Issue #269, opened 2020-10-30
Check readd_last


FinnStutzenstein:
-> If the last speaker is also in the waiting-list, there should be an error.

PR #285, opened 2020-11-04
Fix speaker create and list of speakers re add last.

normanjaeckel:
See #269

### DIFF
--- a/openslides_backend/action/speaker/create_update_delete.py
+++ b/openslides_backend/action/speaker/create_update_delete.py
@@ -1,4 +1,9 @@
+from typing import Any, Dict
+
 from ...models.models import Speaker
+from ...shared.exceptions import ActionException
+from ...shared.filters import And, FilterOperator
+from ...shared.patterns import Collection
 from ..create_action_with_inferred_meeting import CreateActionWithInferredMeeting
 from ..default_schema import DefaultSchema
 from ..generics import DeleteAction, UpdateAction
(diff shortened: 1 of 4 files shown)


openslides_backend/action/speaker/create_update_delete.py
```diff
@@ -14,6 +19,28 @@ class SpeakerCreateAction(CreateActionWithInferredMeeting):
...
     )
 
+    def validate_fields(self, instance: Dict[str, Any]) -> Dict[str, Any]:
+        """
+        Checks that a new speaker does not already exist on the list of speaker as
+        comming speaker (with begin_time == None)
+        """
+        filter_obj = And(
+            FilterOperator("list_of_speakers_id", "=", instance["list_of_speakers_id"]),
+            FilterOperator("end_time", "=", None),
```
jsangmeister, line 29: Can you add a speaker another time if he is currently speaking? If yes, the check for `begin_time == None` is missing here. If not, the comment above is false and should say `end_time`.

jsangmeister (changes requested):

openslides_backend/action/speaker/create_update_delete.py
normanjaeckel: Fixed.

normanjaeckel:
Fixed and rebased. Ready to merge.

jsangmeister (approved):

Issue #259, opened 2020-10-28
Return newly created ids for every create action


FinnStutzenstein:
The client needs the id to navigate to the newly create object. Reference in OS3: https://github.com/OpenSlides/OpenSlides/blob/master/server/openslides/utils/rest_api.py#L329

normanjaeckel:
New approach is given in #286.

jsangmeister:
This should be solved then

PR #286, opened 2020-11-04
Added information about new id to action result of create actions.

normanjaeckel:
See #259

### DIFF
--- a/openslides_backend/action/action.py
+++ b/openslides_backend/action/action.py
@@ -1,4 +1,4 @@
-from typing import Dict, Iterable, List, Tuple, Union
+from typing import Dict, Iterable, List, Optional, Tuple, Union
 
 import fastjsonschema
 
@@ -6,7 +6,12 @@ from ..shared.exceptions import ActionException, EventStoreException
 from ..shared.handlers.base_handler import BaseHandler
 from ..shared.interfaces.write_request_element import WriteRequestElement
 from ..shared.schema import schema_version
-from .action_interface import ActionResult, Payload
+from .action_interface import (
+    ActionResponse,
+    ActionResponseResults,
+    ActionResponseResultsElement,
+    Payload,
+)
 from .actions_map import actions_map
 from .base import merge_write_request_elements
 
@@ -57,7 +62,7 @@ class ActionHandler(BaseHandler):
             else:
                 yield name, action.schema
 
-    def handle_request(self, payload: Payload, user_id: int) -> List[ActionResult]:
+    def handle_request(self, payload: Payload, user_id: int) -> ActionResponse:
         """
         Takes payload and user id and handles this request by validating and
         parsing all actions. In the end it sends everything to the event store.
@@ -74,7 +79,7 @@ class ActionHandler(BaseHandler):
         # store for some time if event store sends ModelLocked Exception
 
         # Parse actions and creates events
-        write_request_element = self.parse_actions(payload)
+        write_request_element, results = self.parse_actions(payload)
 
         # Send events to datastore
         try:
@@ -86,9 +91,9 @@ class ActionHandler(BaseHandler):
         # TODO: This is a fake result because in this place all actions were
         # always successful.
         self.logger.debug("Request was successful. Send response now.")
-        return [
-            ActionResult(success=True, message="Action handled successfully")
-        ] * len(payload)
+        return ActionResponse(
+            success=True, message="Actions handled successfully", results=results
+        )
 
     def validate(self, payload: Payload) -> None:
         """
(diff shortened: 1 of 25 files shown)


normanjaeckel:
@GabrielInTheWorld Please check if this fits your needs. The action service now provides information about all actions and events and you can look for the string "Object create" at the new fqid.

FinnStutzenstein:
Hi, sadly, this does not fit into the needs. These are too much and too verbose, human-like information. Whats about just returning the created id? The thing is that in the client code we need the id without the knowledge about the created object; and when creating an assignment, multiple fqids matches "Object Created". Also: This string can change etc. Please just provide the created id

normanjaeckel:
It is not that easy just to return the id. I have a list of action. Each action creates a unknown amount of write request elements that are merged together at different points of code. Different objects are created during an action (e. g. topics, agenda items, list of speakers). The information I now provide is the same that goes to the datastore and can be used for the history. It would be an unnecessary extra work to provide another "information" which is more machine-like.

Proposal: We change the interface of the history information. Instead of a string "Object created" we provide an object like `{"code": "CREATED", "verbose": "Object created. Have a good day."}`.

FinnStutzenstein:
Then you should return an array of created ids. Somewhere in the create action you have to reserve the id - just return it (or however your code is structured). - If a single action can take multiple payloads I expect the action to return an array with results (or be omitted, if there is none). And the result of a single create action is the id, which is needed. The actions are designed to return information, if this is still not implemented, pelase do it now (it seems, that this part is not finished...).

normanjaeckel:
> The actions are designed to return information

This is done by this pull request.The information are the same that are send to the datastore. If you like to get a more machine like information object we should extend this information interface instead of creating a new one.

The current code uses generators to yield write requests that should be send to the datastore. During an action you can yield such WriteRequestElements as much as you like. Each element contains the relevant information (including FQID, including the new id of created objects). We use mixins and other things to yield such elements in different parts of the procedure (e. g. for creating agenda items, list of speakers, or cascade deleting of items and the like).

Of course I can yield with every WriteRequestElement an extra object with some kind of array index and some new kind of information. I just coded this and then got in mind that we already have all information we need in the information object of the WriteRequestelement.

FinnStutzenstein:
> > The actions are designed to return information
> 
> This is done by this pull request.

You misunderstood me: `information` is more general - I did not mean the datastore ones. I think the client should not deal with your "information" at this point but get a clear answer to each action (which may ne `null`, and can be omitted)

normanjaeckel:
Please lets have a short phone call on this which might be the easiest way to understand what to do and what is needed.

jsangmeister:
All that is needed is to somehow capture all created fqids and return them in the response. @normanjaeckel if you want, I can go ahead and implement it - the communication with @FinnStutzenstein would be a lot faster this way :)

FinnStutzenstein:
@jsangmeister We had a call today; Each action can give another result -> The open point is that I just want the id of the one thing created and normand wants to provide all ids; But he will implement and I do an update of the interface. We'll see how it goes.

jsangmeister:
Ok, sure

normanjaeckel:
@FinnStutzenstein Please check again this new approach.

openslides_backend/action/action.py
```diff
@@ -86,9 +91,9 @@ def handle_request(self, payload: Payload, user_id: int) -> List[ActionResult]:
         # TODO: This is a fake result because in this place all actions were
         # always successful.
         self.logger.debug("Request was successful. Send response now.")
-        return [
-            ActionResult(success=True, message="Action handled successfully")
-        ] * len(payload)
+        return ActionResponse(
+            success=True, message="Actions handled successfully", results=results
```
FinnStutzenstein, line 95: is `success=True` redundant? Since you have a (valid?) response, success is implied. I would expect to raise errors in error-cases and not usind `ActionResponse`, but I do not know the code well.

FinnStutzenstein:
@normanjaeckel This looks good. It fits into the proposed schema. Also the error (only tested without error_index) works. @jsangmeister Please have a look at the code. From a usability-point it works.

jsangmeister (commented):
Mmh, I don't like the handling of WriteRequestElements (WRE) vs. ActionResponseResultElements. I would prefer if we'd have one struct which is return everywhere (previously only WRE). This struct has a field for WRE and one which holds what is currently ActionResponseResultElements. Proposal:
```
ActionResponseElement = TypedDict("ActionResult", {
    "write_request_elements": Optional[Iterable[WriteRequestElement]], 
    "additional_information": Optional[Iterable[TODO]]
})
```
(however the type should be called, I'm not sure about that)

The advantages are:
1. We don't have to care about distinct cases when handling the return value of actions (WRE vs. ResultElement)
2. We can easily extend this schema if needed and don't have to change all lines where it is used in the code
3. it's generally cleaner than using Unions

What do you think @normanjaeckel?

jsangmeister:
And, if we don't go through with this suggestion, at least we should alias the `Union` that is used everywhere and rename the `ActionResponseResultElement`. We'd have to brainstorm about the last one, but the name is an abomination ;)

normanjaeckel:
Both proposals wre ok for me. But please merge this pull request first and provide the changes (if you like) in a new one.

FinnStutzenstein:
> We'd have to brainstorm about the last one

`ActionResponse` ;)

Ok, I'll merge the PR now so the Client can work with the information. For a restructure or issues, other PRs can be opened.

....

• _Problem statement_:
Go through the records and gather the lines that hold "Tuple".

• _Answer section_:
-from typing import Dict, Iterable, List, Tuple, Union
+from typing import Dict, Iterable, List, Optional, Tuple, Union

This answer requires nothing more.